LEESBURG, Fla. – Right now, there are two forces at work at the Toyota Series Presented by Phoenix Boats Southern Division event on the Harris Chain of Lakes. One is the immense fishing pressure of 520 anglers being applied on small lakes. The other is a growing moon and warming water temperatures that have the biological clock ticking on big female bass. For the second day in a row, the two forces collided – bass trying to spawn in a shower of lures.

On Day 1, nine limits over 20 pounds came to the scales in the pro division. Today, that number climbed to 14 limits over 20 and four of those were over 24 pounds. Yesterday, the Big Bass in the pro division was 9-10. Today it was 9-11.

Navigating both forces like a Jedi Knight is Eric Panzironi of Longwood, Florida, who now leads the event with a two-day total of 52 pounds, 10 ounces.

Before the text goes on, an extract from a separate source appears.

Issue #249, opened 2019-04-03
As a user, when I'm viewing a single card image I want to navigate to any card images associated with the same member so that I can see all of their borrowing activity in context.


rlskoeser:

Panzironi caught the tournament’s largest bag of 28-1 on the first day and followed it up with 24-9 today.

Taking it slow was the key to his success. To watch how slow Panzironi is fishing to catch his giant limits would make Master Yoda say, “A patient one, you are.”

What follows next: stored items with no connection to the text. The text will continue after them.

PR #538, opened 2020-02-24
Event export script

rlskoeser:
Adds a new manage command (adapted from derrida-django codebase) to generate JSON and CSV export of all events in the database.  

Since we have over 30k events in the database, I had to implement a solution that would work with a generator to stream it to the JSON and CSV output. I added a progressbar, because otherwise it's hard to tell what's going on. (Even with the streaming, it takes a while to run.)

I expect to generalize this for the other data exports, but put that off for now since this one was already more complicated than I'd expected.


rlskoeser:
I meant to add a couple of notes on the database models based on my work on this script.

- `CurrencyMixin` is used on `Subscription`, `Reimbursement`, and `Purchase` (so, everything but borrows and generic events); seems like it would make sense to move it to the main `Event` class
- It continues to be annoying that footnotes can be attached to the main `Event` record _or_ to a subclass like a `Borrow` or a `Purchase`; working with them here made that clearer and made me wonder how difficult it would be to switch to that vs. continuing to deal with the complexity of having it in multiple places. (I also have thoughts now on what the migration path might look like.)

Issue #232, opened 2019-04-03
As a user I want items automatically sorted by relevance if I have a keyword search term active and otherwise by title (by default), so that I see best matches first for keyword searches.


rlskoeser:
# testing notes

this needs to be tested on the books search page. check that:
- if you haven't typed anything the keyword search box, you shouldn't be allowed to select the "relevance" option
- as soon as you type in a keyword search, the sort should switch to relevance automatically
- after that, if you want, you can pick any of the search options and they should work
- if you have relevance selected and you delete everything in the search box, you should be switched off of relevance and it should become disabled again.

## dev notes
- [x] disable relevance sort option if no keyword search (django form)
- [x] default to relevance sort if there is a keyword search term (django view)
- [x] switch to relevance sort after user types keyword search term (js reactive search)
- [x] disable relevance sort and switch to default if keyword search is cleared (reactive search)

clmahoney:
- YES, if the search box remains unfilled, I cannot sort by relevance (it's greyed out): 
![Screen Shot 2020-04-29 at 4 10 48 PM](https://user-images.githubusercontent.com/16673934/80642247-23191400-8a34-11ea-8d3f-d5780834eb3a.png)
- YES, when I typed in the search bar, the sort went to relevance without me doing anything (I searched for "Whitman")
- YES, once I searched for Whitman, I was able to change the sort from "relevance" to any of the other options; I tried a couple and the search always shifted depending on each option. Surprising no one, Leaves of Grass has the highest circulation! 
- YES, if I have the relevance sort selected but then delete my keyword in the search bar, I get kicked off "relevance" sort and back to "Title A-Z" and Relevance is once again greyed out. 

I tried this with a couple of more keywords (like Dickinson! So cool--and surprising!--to see that her letters had a higher circulation than her poetry!)

Issue #231, opened 2019-04-03
As a user, I want to sort works by title, author, publication date, or borrow count so that I can view and investigate by author, chronologically, or by popularity.


rlskoeser:
## notes for testing
- Work now has a read-only sort title that is autogenerated on save. Please check that:
   - Work edit form in django admin displays read-only sort title
   - sort title is updated when you change the title and save
   - On the work list page, when you sort by title, it should display the full title but order by sort title
- On the public books page (remember, login still required), please try each sort option
   - check that sort appears to be correct (as much as you can tell / sanity check)
   - when you sort by title, it should ignore punctuation and definite/indefinite articles; check that "[unclear]" or titles with quotes sort based on first letter instead of by punctuation
   - check that records without the sort field are sorted last (e.g. books with no author when you sort by author)
   - check that the drop-down page labels are populated correctly with alpha or numeric labels for title, author, publication date, and circulation date
    - check that sort interacts the way you expect with other form behaviors (pagination, keyword search)

Ignore relevance sort for now - that will be refined as part of a separate issue
 

## dev notes
- add sort to book search form
- make sure all sort fields are indexed in solr; use isort solr field already defined for text fields
- handle sort param in view 
- add sort to card display templates & style
- implement async sort
- title sort should strip out leading [ so that unclear titles sort with the us

rlskoeser:
Not sure why this is 3pts, flagging for re-estimation

rlskoeser:
@jkotin the story as written indicates we should use "borrow count" for sorting, and the designs in Zeplin list this sort option as "Borrowing Frequency". Should I only count borrowing events, or should I count any events that related to books (i.e., include purchases and generic book events)? If the latter, should we change the sort label?

jkotin:
I think we should count all events and change the sort label.

The Project, as it has developed, has become increasingly about the cards as they are -- we are no longer deleting material, e.g. We now try to capture every book event, member name, and address.  I don't think it makes sense now to exclude non-borrow book events from the tally.  That's my reasoning.

gissoo:
@rlskoeser could you please remind me how "popularity" is communicated with the user? – does it have any implications on designs? (I was first confused about this which caused me to create a separate issue for the sort options)

rlskoeser:
@gissoo sorry for the confusion - we used "popularity" in the user story to help convey the _why_ of this feature, but it's not a term we'd planned to use in the interface.

gissoo:
[...]

PR #541, opened 2020-02-27
Book search by metadata

thatbudakguy:
opened because tests are failing in travis but passing for me locally. would also love some help with this re:

- did I add enough stuff to the view tests for `WorkList`? the corresponding tests on `MembersList` are huge and I don't totally understand what all of them are doing
- am I missing tests on anything else?

I suspect there are also some things slightly off about the search page (maybe pagination-related?) now that async search is turned on, but cate or josh might catch those in testing later on too.


mep/books/templates/books/work_list.html
```diff
@@ -16,8 +16,19 @@
...
+        <fieldset class="group">
+            <legend>Filter by:</legend>
+            <div class="inner">
+                <div class="creators tab" role="tab" aria-setsize="2" aria-posinset="1" aria-selected="false" aria-controls="creators-panel" aria-disabled>Creators*</div>
+                <div class="publishers tab" role="tab" aria-setsize="2" aria-posinset="2" aria-selected="false" aria-controls="publishers-panel" aria-disabled>Publishers*</div>
+                <div class="tabpanel" id="creators-panel" role="tabpanel"></div>
+                <div class="tabpanel" id="publishers-panel" role="tabpanel"></div>
+            </div>
+            <input type="submit" value="submit"/>
+        </fieldset>
```
rlskoeser: Please remove (or comment out, if you prefer). The only filter we're building in the short term is borrowing dates.

rlskoeser:
@thatbudakguy I see the same error in the solr output for all three failing tests. There's a Solr error trying to sort on `undefined asc`, and `undefined` isn't a field. (Not sure how this can be passing for you.) Does that give you enough to investigate?

thatbudakguy:
I think so - I'll go back and check on the sorting. Thanks for checking on it.

re: #232: I thought I remembered this being more complicated, since we allow (or were going to allow) more sorts in addition to just title and relevance for works. is that not the case anymore?

rlskoeser:
@thatbudakguy we have another one for all the sort options, are you thinking of #231 maybe?

thatbudakguy:
maybe I'm just confused about how they interact. if the user enters something into the keyword search, presumably we want to switch to relevance, but do we disable all other sorts while they have a keyword active? if they delete the keyword, which sort do we switch to?

rlskoeser:
Sorry for the distraction, ignore my comments about the sort! We'll tackle it when we get to those stories.

mep/books/models.py
```diff
@@ -262,6 +286,13 @@ def creator_by_type(self, creator_type):
         return [creator.person for creator in self.creator_set.all()
                 if creator.creator_type.name == creator_type]
 
+    @property
+    def creator_names(self):
+        '''list of all creator names, including authors'''
+        if self.creators.count() < 1:
```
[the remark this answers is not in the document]
thatbudakguy: both good suggestions, thank you!

mep/books/templates/books/snippets/work_results.html
```diff
@@ -21,4 +21,16 @@
         </a>
     </li>
     {% endfor %}
-</ol>
\ No newline at end of file
+</ol>
+{% if not works %}
+<div class="empty-results">
```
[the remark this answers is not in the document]
thatbudakguy: I like this idea; will try it

mep/books/models.py
```diff
@@ -289,9 +289,9 @@ def creator_by_type(self, creator_type):
     @property
     def creator_names(self):
         '''list of all creator names, including authors'''
-        if self.creators.count() < 1:
-            return None
-        return [creator.name for creator in self.creators.all()]
+        if self.creators.exists():
```
rlskoeser: I think the `if` is unnecessary, if the list is empty you get an empty list

mep/books/templates/books/snippets/work_result.html
```diff
@@ -4,7 +4,7 @@
         {# title - solr only #}
         <div class="title">
             <dt>title</dt>
-            <dd>{{ work.title }}</dt>
+            <dd>{{ work.title.0 }}</dt>
```
rlskoeser: This is because it's a multivalued field now? Will that cause problems if we want to share this template with the book detail page, or is there not enough overlap to share them?

mep/books/tests/test_books_views.py
```diff
@@ -102,15 +102,17 @@ def test_form(self):
...
-    def test_form_errors(self):
+    def test_form_no_result(self):
         # no results - display error text & image
         response = self.client.get(self.url, {'query': 'foobar'})
         self.assertContains(response, 'No search results found')
         # empty search - no image
         self.assertNotContains(response, 'img/no-results-error-1x.png')
 
+    @login_temporarily_required
+    @patch.dict(WorkList.solr_sort, {'title': 'undefined'})
```
rlskoeser: 👍 great solution. Did not know about `patch.dict` !

mep/books/views.py
```diff
@@ -64,7 +64,7 @@ def get_form(self, *args, **kwargs):
 
     def get_queryset(self):
         # NOTE faceting on format as placeholder, no UI yet
-        sqs = WorkSolrQuerySet().facet_field('format')
+        sqs = WorkSolrQuerySet().facet_field('format', exclude='format')
```
rlskoeser: Do we need this?

mep/books/templates/books/snippets/work_result.html
thatbudakguy: yep. I don't think so; we do something with members where we basically check what page we're on and choose the value to show based on that. It's not the most elegant, but it works fine. If there isn't enough overlap based on recent changes to the book detail page, though, I won't force it to share the snippet.

mep/books/views.py
thatbudakguy: probably not since we're not even using the facet data, but for some reason I thought we wanted to facet on at least one thing even when not using it? I can take it out though

rlskoeser: The only MVP filter is circulation dates, and we don't facet on that. I think it's possible we'll get to format, but I'm inclined to remove it until we do.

“I’m putting the Poles down and just sitting still, soaking every pitch,” he said. “They’re in the reeds spawning. I can’t see them, but I have to leave it there like I would if I could see them. I caught them pretty quick again today and left early.”

Panzironi seems to be on track to notch his first Toyota Series win, however, he does have a small wrinkle headed his way tomorrow in the form of clouds, rain and wind. Of the three, the threat of wind bothers him the most.

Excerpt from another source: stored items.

Issue #265, opened 2019-04-10
As an admin, I want to generate a data download of member information so that I can deposit and version the data for others to use.


rlskoeser:
# testing notes
[google drive folder link](https://drive.google.com/drive/folders/1Uu-dememloOoBJGpEjKESBf6wpjMNV7H)

Data is available in both CSV and JSON formats. Please check both. The files are pretty large, and importing in Excel might apply formatting which could be confusing; perhaps OpenRefine would be a good tool to use for opening and reviewing these.

---

Check that all fields below are included, as appropriate for the member. Please also check these specific cases:

- for organizational accounts, the "is organization" value should be set to "true"
- for members with a card, the "has card" value should be set to "true"
- for members with differing names/sort names/titles (e.g. Claude Cahun) the correct information should be listed in each field
- members with gender information should have their gender shown in full-word form (i.e. "Male" instead of "M"); check Cahun in addition to one Female member and one Male member
- for members who have both VIAF and Wikipedia (e.g. Gertrude Stein) they should be the correct URLs and they should be listed separately
- for members with multiple nationalities (e.g. Walter Benjamin), all nationalities should be listed in the data
- for members with no address information, there should be no locations or coordinates shown (and these fields should not appear in the JSON at all)
- for members with an address, the display of the address in the "locations" list should be sufficient to do data work with (i.e. it includes enough information to locate the place)
- for members with multiple addresses, each one should be listed under locations _and_ coordinates _and the order of the two lists should correspond_ (check e.g. Hemingway)

If you know of any other good edge cases, please check those too!

## dev notes
export should include these fields:
- s&co member url
- name
- sort name
- viaf id
- wikipidia url
- birth year
- death year
- is organization
- gender
- title
- nationalities
- locations
- geo coordinates for locations
- public notes
- has card

rlskoeser:
Can this include addresses and be used to support data work identifying & documenting relationships between library members?

rlskoeser:
Re-estimating to 3pts due to concerns about complex relationships between models that have to be simplified for inclusion in CSV.

rlskoeser:
@jkotin I've looked at the models and our data and have a preliminary list of what I suggest we include in the member export.

- s&co member url
- name
- sort name
- viaf id
- wikipidia url
- birth year
- death year
- is organization
- verified
- gender
- title
- nationalities
- locations
- public notes
- has card 

I propose we exclude: 
- profession (I think this is largely unused)
[...]

PR #543, opened 2020-03-04
member data export

thatbudakguy:
refs #265 

- refactors common export functionality into `common/management/export.py`
- updates event export to use new `BaseExport` class
- adds a `MembersExport` command that inherits from `BaseExport`


mep/people/management/commands/export_members.py
```diff
@@ -0,0 +1,98 @@
...
+        return Person.objects.library_members()
+
+    def get_object_data(self, obj: Person):
+        '''
+        Generate dictionary of data to export for a single
+        :class:`~mep.accounts.models.Person`
+        '''
+        # required properties
+        data = OrderedDict([
+            ('uri', obj.get_absolute_url()),
```
rlskoeser: Needs to be wrapped in `absolutize_url` so it includes the site url.

mep/people/management/commands/export_members.py
```diff
@@ -0,0 +1,98 @@
...
+            ('name', obj.name),
+            ('sort name', obj.sort_name),
+            ('is organization', obj.is_organization),
+            ('has card', obj.has_card()),
+        ])
+
+        # add gender
+        if obj.gender:
+            data['gender'] = obj.gender
```
rlskoeser: I think this should use `get_gender_display()`

mep/people/management/commands/export_members.py
```diff
@@ -0,0 +1,98 @@
...
+        # add birth/death dates
+        if obj.birth_year:
+            data['birth year'] = obj.birth_year
+        if obj.death_year:
+            data['death year'] = obj.death_year
+
+        # viaf & wikipedia URLs
+        if obj.viaf_id:
+            data['viaf url'] = obj.viaf_id
+        for info_url in InfoURL.objects.filter(person__pk=obj.pk):
```
rlskoeser: Should access from the current object using `urls.all()` instead of running a separate query based on pk

Might merit some prefetching on the queryset.

mep/people/management/commands/export_members.py
```diff
@@ -0,0 +1,98 @@
...
+            if domain(info_url.url) == 'wikipedia':
+                data['wikipedia url'] = info_url.url
```
rlskoeser: Could break out of the loop once you get a match, but I don't think any of our records has more than a couple info urls, so it doesn't matter.

mep/people/management/commands/export_members.py
```diff
@@ -0,0 +1,98 @@
...
+
+        # add all nationalities
+        if obj.nationalities.exists():
+            data['nationalities'] = []
+            for country in obj.nationalities.all():
+                data['nationalities'].append(country.name)
```
rlskoeser: I would rewrite as a generator, then you don't need to check `exists()`

mep/people/management/commands/export_members.py
```diff
@@ -0,0 +1,98 @@
...
+        if addresses.exists():
+            data['addresses'] = []
+            data['coordinates'] = []
+            for location_pk in addresses.values_list('location'):
+                location = Location.objects.get(pk=location_pk[0])
+                data['addresses'].append(str(location))
+                data['coordinates'].append(
+                    '%s, %s' % (location.latitude, location.longitude)
+                )
+
```
rlskoeser: I would make a list of locations and then use that for two generators to set the addresses and coordinates.

You should access the location on the address object rather than doing a separate lookup by pk.

Might be something like `locations = [addr.location for addr in obj.account_set.first().address_set.all()]`
And then you can use the locations to generate a list of names and a list of coordinates.

But, actually — addresses is a through model, and we're not using anything from it here, so you should ignore it and just use `account.locations.all()`

mep/people/management/commands/export_members.py
thatbudakguy: would that allow me to not have the property be defined at all if there are none? the `exists()` check is so that the property doesn't get stored on the JSON object at all if there are no nationalities. same with addresses.

rlskoeser: Oh, fair point. So, you could either keep the `exists()` or generate the list and assign it if it's not empty.

thatbudakguy:
@rlskoeser for changing the filename, do you think it's better to include a timestamp by default in the `BaseExport` behavior? if just using the model's verbose name isn't useful, it probably isn't useful in most circumstances.

rlskoeser:
> @rlskoeser for changing the filename, do you think it's better to include a timestamp by default in the `BaseExport` behavior? if just using the model's verbose name isn't useful, it probably isn't useful in most circumstances.

I think in most cases it actually will be useful — it's just that in this case we only want to export a subset of people (library members only) and the filename should reflect that. My guess is that most of the time we'll want to export everything (like for events).

I'm not sure how including a timestamp helps here; if we're generating versions that we want to update in a repository where they're published, having to rename them every time will be annoying (speaking from experience).

thatbudakguy:
@rlskoeser makes sense. would `members.csv` instead of `people.csv` suffice, then?

rlskoeser:
Yes, `members.csv` was what I had in mind. Sorry my comment wasn't clearer!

“I feel like there are still some big fish in there,” he said. “But if the wind blows in on my best place tomorrow, it could hurt it. I have some other places holding fish that will be protected, but I would like to really push my best area tomorrow to see what I can catch out of it.”

Kennie Steverson is right with Panzironi for the lead.

Right on Panzironi’s heels is Kennie Steverson, another Florida pro who is also hungry for his first Toyota Series win. Steverson brought in 24 pounds even yesterday and bested that with 27-11 today, the biggest limit on Day 2.

Steverson is fishing some offshore stuff and pitching reeds as well. His two biggest fish today came from the pitching game. When describing his fishing, Steverson’s language sounds similar to Panzironi’s in terms of going at turtle speed. In some ways, tomorrow might be a showdown of who can slow down.

“I’m fishing slow,” Steverson said. “So…slow. Like, put the Power-Poles down and don’t pick them back up for 45 minutes, slow. Just making the same pitches to the same places and letting it sit there. There has been so much pressure here, you have to do that. They’ve seen so many baits dropped in and out in these places, they know what’s up.”

Steverson is also concerned about the wind forecast tomorrow, which calling for breezes of 10 to 15 mph out of the west.

“I might have to tuck inside a little farther to get out of it,” he said.

Johnston’s plan coming to fruition

To give some idea of how good the fishing has been on the Harris Chain this week, Cory Johnston caught 27-3 on Day 1 and 22-4 on Day 2 and fell back a spot to third place with a two-day total of 49-7.

For the last two days, Johnston has been mixing offshore fishing with sight fishing just to earn a ticket through the locks on the final day.

“I just didn’t want to go through either lock the first two days with 260 boats out here, it just costs too much time,” he said. “I’ve got places in both Griffin and Apopka I want to fish. I told myself if I made it to the final day with just 25 boats, I would lock then. So, we’ll see.

“This weather will ultimately determine what I do,” he said. “If it’s raining and cloudy, sight fishing might be pretty difficult, and I might lock and do something else.”

Nelson rebounds with 27-7

After catching 16-4 on Day 1, Ron Nelson of Berrien Springs, Michigan, rocketed to fourth place with a 27-7 limit on Day 2. Nelson caught the massive bag sight fishing, but not from one spot.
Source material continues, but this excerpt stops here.